→ Data records
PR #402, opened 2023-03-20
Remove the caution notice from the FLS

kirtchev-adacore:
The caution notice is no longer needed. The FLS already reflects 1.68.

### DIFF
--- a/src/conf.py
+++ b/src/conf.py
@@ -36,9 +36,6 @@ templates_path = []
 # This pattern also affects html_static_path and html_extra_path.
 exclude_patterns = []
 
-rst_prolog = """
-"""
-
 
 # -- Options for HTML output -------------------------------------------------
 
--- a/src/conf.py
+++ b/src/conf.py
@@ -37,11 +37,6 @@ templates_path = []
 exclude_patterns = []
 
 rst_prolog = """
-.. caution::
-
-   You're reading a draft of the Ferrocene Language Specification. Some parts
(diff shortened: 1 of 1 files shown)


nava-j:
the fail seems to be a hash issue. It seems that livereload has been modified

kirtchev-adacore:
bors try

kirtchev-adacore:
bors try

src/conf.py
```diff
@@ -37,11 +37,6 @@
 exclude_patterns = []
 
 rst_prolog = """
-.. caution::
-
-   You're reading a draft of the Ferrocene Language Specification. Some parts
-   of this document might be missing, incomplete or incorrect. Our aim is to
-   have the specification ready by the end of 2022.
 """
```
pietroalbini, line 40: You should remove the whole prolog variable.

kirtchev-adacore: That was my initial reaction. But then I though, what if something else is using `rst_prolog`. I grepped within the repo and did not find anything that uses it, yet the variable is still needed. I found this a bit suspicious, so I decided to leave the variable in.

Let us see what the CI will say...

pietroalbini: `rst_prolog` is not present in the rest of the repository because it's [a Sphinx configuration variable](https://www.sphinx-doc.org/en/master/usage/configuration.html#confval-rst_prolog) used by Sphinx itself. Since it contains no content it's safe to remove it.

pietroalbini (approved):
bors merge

→ What you will do
From the material above, copy every line that has the word "needed" in it.

→ Response for this exercise
The caution notice is no longer needed. The FLS already reflects 1.68.
kirtchev-adacore: That was my initial reaction. But then I though, what if something else is using `rst_prolog`. I grepped within the repo and did not find anything that uses it, yet the variable is still needed. I found this a bit suspicious, so I decided to leave the variable in.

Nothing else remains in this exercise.